======== Provided information

PR #6906, opened 2023-03-06
Reduce default allowed faults to 5 for builder circuit breaker

tbenr:
As per some discussion, let's reduce the default default allowed faults to 5 for builder circuit breaker.

## Documentation

## Changelog


StefanBratanov (approved):
LGTM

================

Instructions to follow:
Above are records; say how many of their lines contain the word "builder", giving only the number.

Written reply:
2